- [Brief]
Take the data from its first line. Print each line exactly until the line containing "This PR introduces" has been printed too.
*** Data for this exercise ***
PR #354, opened 2024-03-29
Add option to set working directory for restic backup

seiuneko:
This PR introduces the `change-working-dir` option within the resticprofile configuration, enabling users to set a specific working directory for the restic backup command. This enhancement is particularly beneficial for users backing up Btrfs snapshots, where the ability to use relative paths is crucial. By utilizing relative paths, we can omit the snapshot path prefix in the restic repository, which significantly simplifies the restoration process from snapshots.

Prior to this change, resticprofile would always expand relative paths to absolute paths (e.g., converting `source: .` to its absolute path), and the `base-dir` setting was only modifiable at the profile level, affecting path resolution across different sections.

With the addition of the `change-working-dir` option, users now have the flexibility to ensure that the `source` paths are not expanded into absolute paths. This is achieved by changing the restic backup command's working directory to the one specified by `source-base`.

I'm relatively new to Golang, so if there's any aspect of my implementation that's incorrect or if I've overlooked anything, please do let me know. I appreciate your feedback and thank you in advance!

### DIFF
--- a/config/profile.go
+++ b/config/profile.go
@@ -654,7 +654,7 @@ func (p *Profile) resolveSourcePath(sourceBase string, sourcePaths ...string) []
 
 	sourceBase = fixPath(sourceBase, expandEnv, expandUserHome)
 	// When "source-relative" is set, the source paths are relative to the "source-base"
-	if !p.Backup.SourceRelative {
+	if p.Backup == nil || !p.Backup.SourceRelative {
 		// Backup source is NOT relative to the configuration, but to PWD or sourceBase (if not empty)
 		// Applying "sourceBase" if set
 		if sourceBase = strings.TrimSpace(sourceBase); sourceBase != "" {
--- a/config/profile.go
+++ b/config/profile.go
@@ -172,6 +172,7 @@ type BackupSection struct {
 	CheckAfter                       bool     `mapstructure:"check-after" description:"Check the repository after the backup command succeeded"`
 	UseStdin                         bool     `mapstructure:"stdin" argument:"stdin"`
 	StdinCommand                     []string `mapstructure:"stdin-command" description:"Shell command(s) that generate content to redirect into the stdin of restic. When set, the flag \"stdin\" is always set to \"true\"."`
+	ChangeWorkingDir                 bool     `mapstructure:"change-working-dir" description:"Change the restic backup command's working directory to \"source-base\". When set, the \"source\" does not expand to absolute paths"`
 	SourceBase                       string   `mapstructure:"source-base" examples:"/;$PWD;C:\\;%cd%" description:"The base path to resolve relative backup paths against. Defaults to current directory if unset or empty (see also \"base-dir\" in profile)"`
 	Source                           []string `mapstructure:"source" examples:"/opt/;/home/user/;C:\\Users\\User\\Documents" description:"The paths to backup"`
 	Exclude                          []string `mapstructure:"exclude" argument:"exclude" argument-type:"no-glob"`
@@ -651,15 +652,19 @@ func (p *Profile) SetRootPath(rootPath string) {
 func (p *Profile) resolveSourcePath(sourceBase string, sourcePaths ...string) []string {
 	var applySourceBase, applyBaseDir pathFix
 
-	// Backup source is NOT relative to the configuration, but to PWD or sourceBase (if not empty)
-	// Applying "sourceBase" if set
-	if sourceBase = strings.TrimSpace(sourceBase); sourceBase != "" {
-		sourceBase = fixPath(sourceBase, expandEnv, expandUserHome)
-		applySourceBase = absolutePrefix(sourceBase)
-	}
-	// Applying a custom PWD eagerly so that own commands (e.g. "show") display correct paths
-	if p.BaseDir != "" {
-		applyBaseDir = absolutePrefix(p.BaseDir)
+	sourceBase = fixPath(sourceBase, expandEnv, expandUserHome)
+	// When "change-working-dir" is set, the source paths are relative to the "source-base"
+	if !p.Backup.ChangeWorkingDir {
+		// Backup source is NOT relative to the configuration, but to PWD or sourceBase (if not empty)
+		// Applying "sourceBase" if set
+		if sourceBase = strings.TrimSpace(sourceBase); sourceBase != "" {
+			applySourceBase = absolutePrefix(sourceBase)
+		}
+		// Applying a custom PWD eagerly so that own commands (e.g. "show") display correct paths
+		if p.BaseDir != "" {
+			applyBaseDir = absolutePrefix(p.BaseDir)
+		}
+
 	}
 
 	// prefix paths starting with "-" with a "./" to distinguish a source path from a flag
--- a/config/profile.go
+++ b/config/profile.go
@@ -199,7 +199,7 @@ func (b *BackupSection) resolve(profile *Profile) {
 	if b.unresolvedSource == nil {
 		b.unresolvedSource = b.Source
 	}
-	b.Source = profile.resolveSourcePath(b.SourceBase, b.unresolvedSource...)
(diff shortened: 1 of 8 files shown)


jkellerer:
@seiuneko , thanks a lot for your contribution 👍 at first sight it looks correct to me but I need to test it. So far there was the assumption that restic doesn't store relative paths but looking at it again it looks that in fact it does store the information internally (though not visible when listing snapshots) and it does make a difference for restore. Thanks for pointing it out.

Speaking of the config option, since what we really want is to enable relative source dir, I imagine the property could be named `SourceRelative` (the fact that it changes CWD for restic is a technical requirement so it may be documented but the main point is that source paths are kept relative).

shell/command_test.go
```diff
@@ -285,6 +285,23 @@ func TestSelectCustomShell(t *testing.T) {
 	assert.Empty(t, shell)
 }
 
+func TestRunShellWorkingDir(t *testing.T) {
+	buffer := &bytes.Buffer{}
```
jkellerer, line 289: `buffer := new(strings.Builder)` can be used for `cmd.Stdout` and has `buffer.String()`

shell/command_test.go
```diff
@@ -285,6 +285,23 @@ func TestSelectCustomShell(t *testing.T) {
...
+	cmd := NewCommand("pwd", nil)
+	cmd.Stdout = buffer
+	cmd.Dir = "/tmp"
```
jkellerer, line 292: we might want to use `t.TempDir` to not depend on the platform

shell/command_test.go
```diff
@@ -285,6 +285,23 @@ func TestSelectCustomShell(t *testing.T) {
 	assert.Empty(t, shell)
 }
 
+func TestRunShellWorkingDir(t *testing.T) {
+	buffer := &bytes.Buffer{}
+	cmd := NewCommand("pwd", nil)
```
jkellerer, line 290: For `platform.IsWindows()` the command is `@echo %CD%` (for cmd.exe) or `(pwd).Path` for powershell. Maybe we can get away with skipping the test for the platform.

config/profile.go
```diff
@@ -651,15 +652,19 @@ func (p *Profile) SetRootPath(rootPath string) {
 func (p *Profile) resolveSourcePath(sourceBase string, sourcePaths ...string) []string {
 	var applySourceBase, applyBaseDir pathFix
 
-	// Backup source is NOT relative to the configuration, but to PWD or sourceBase (if not empty)
-	// Applying "sourceBase" if set
-	if sourceBase = strings.TrimSpace(sourceBase); sourceBase != "" {
```
jkellerer, line 656: I see an issue with this change. Originally all actions happened when trimmed sourceBase base not empty. With the new logic, sourceBase is formatted and may have a value when it was set to a space char.

To avoid side effects, I'd prefer to leave the original logic and instead set `applySourceBase` and `applyBase` to `nil` when the new option is set.

config/profile.go
```diff
@@ -651,15 +652,19 @@ func (p *Profile) SetRootPath(rootPath string) {
...
-		sourceBase = fixPath(sourceBase, expandEnv, expandUserHome)
-		applySourceBase = absolutePrefix(sourceBase)
-	}
-	// Applying a custom PWD eagerly so that own commands (e.g. "show") display correct paths
-	if p.BaseDir != "" {
-		applyBaseDir = absolutePrefix(p.BaseDir)
+	sourceBase = fixPath(sourceBase, expandEnv, expandUserHome)
+	// When "change-working-dir" is set, the source paths are relative to the "source-base"
+	if !p.Backup.ChangeWorkingDir {
```
jkellerer, line 657: `p.Backup` should be checked for `nil`, e.g. if applying all other comments:

```go
if p.Backup != nil && p.Backup.SourceRelative {
    applySourceBase = nil
    applyBaseDir = nil
}
```

At the moment it wont be nil when this is used but a nil check in this case would be better as the callers of the method can legally use it when the backup section is missing.

config/profile.go
jkellerer: Ok.. need to admit looking at the entire method this side effect does not matter as only the `apply*` are used. In that case just wrap the entire block into the if condition (without modification).

shell/command_test.go
seiuneko: According to the logs from GitHub Actions on the Windows platform, the command `make test-ci` was executed using PowerShell, so I opted for the `(pwd).Path` command.

seiuneko:
@jkellerer Thank you for your thorough review. I have revised the code according to your suggestions. Are there any other issues?

config/profile.go
```diff
@@ -651,15 +652,19 @@ func (p *Profile) SetRootPath(rootPath string) {
...
+		// Applying "sourceBase" if set
+		if sourceBase = strings.TrimSpace(sourceBase); sourceBase != "" {
+			applySourceBase = absolutePrefix(sourceBase)
+		}
+		// Applying a custom PWD eagerly so that own commands (e.g. "show") display correct paths
+		if p.BaseDir != "" {
+			applyBaseDir = absolutePrefix(p.BaseDir)
+		}
+
 	}
```
jkellerer, line 668: At this step we should add the following: 

```go
} else if p.BaseDir == "" && sourceBase == "" && p.config != nil {
    p.config.reportChangedPath(".", "", "source-base (for relative source)")
}
```

This prints a warning when nether `source-base` nor `base-dir` is defined but paths are set to relative.

config/profile.go
```diff
@@ -651,15 +652,19 @@ func (p *Profile) SetRootPath(rootPath string) {
...
-	if sourceBase = strings.TrimSpace(sourceBase); sourceBase != "" {
-		sourceBase = fixPath(sourceBase, expandEnv, expandUserHome)
-		applySourceBase = absolutePrefix(sourceBase)
-	}
-	// Applying a custom PWD eagerly so that own commands (e.g. "show") display correct paths
-	if p.BaseDir != "" {
-		applyBaseDir = absolutePrefix(p.BaseDir)
+	sourceBase = fixPath(sourceBase, expandEnv, expandUserHome)
+	// When "source-relative" is set, the source paths are relative to the "source-base"
+	if p.Backup == nil || !p.Backup.SourceRelative {
```
jkellerer, line 657: After checking it further, I can see we need an additional condition here. The method is used to resolve backup sources in the backup section and also in `SetPath`. When called in `SetPath`, it must not make the paths relative because `SetPath` sets the path args for non-backup commands and they expect absolute paths.

I suggest we change the method signature, from:

```go
func (p *Profile) resolveSourcePath(sourceBase string, sourcePaths ...string) []string {
```

to: 

```go
func (p *Profile) resolveSourcePath(sourceBase string, relativePaths bool, sourcePaths ...string) []string {
```

This also simplifies the if condition since the only caller where this is allowed to be `true` is `p.Backup`.

jkellerer:
LGTM

Thanks a lot for the updates, just tried it with the following profile and it works perfectly fine (including error reporting for missing base paths):

```yaml
relative:
  inherit: default
  base-dir: /opt/containers

  backup:
    source-relative: true
    source-base: /opt/snapshot_containers
    source: 
      - test-container
    run-before:
      - 'btrfs subvolume snapshot -r /opt/containers /opt/snapshot_containers'
    run-finally:
      - 'btrfs subvolume delete /opt/snapshot_containers'

  ls:
    path: true

  restore:
    path: true
    target: '.'
```

In detail:

* `resticprofile relative.backup` - create a backup from btrfs snapshopt
* `resticprofile relative.ls latest` - lists the files (with relative paths)
* `resticprofile relative.restore latest` - restores files into the original base-dir

Only remaining issue I found is that restic resolves paths differently than resticprofile but I'll take care of it in a separate PR.

jkellerer:
@creativeprojects , I'm good with the contribution, do you have any concerns?

creativeprojects:
Thanks for the PR, I'll give it a try on my zfs snapshots 👍🏻

creativeprojects:
I guess it doesn't really change much in the end, but it can simplify the configuration.

It looks good to me 👍🏻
*** End of Data for this exercise ***
- [Exercise result]
PR #354, opened 2024-03-29
Add option to set working directory for restic backup

seiuneko:
This PR introduces the `change-working-dir` option within the resticprofile configuration, enabling users to set a specific working directory for the restic backup command. This enhancement is particularly beneficial for users backing up Btrfs snapshots, where the ability to use relative paths is crucial. By utilizing relative paths, we can omit the snapshot path prefix in the restic repository, which significantly simplifies the restoration process from snapshots.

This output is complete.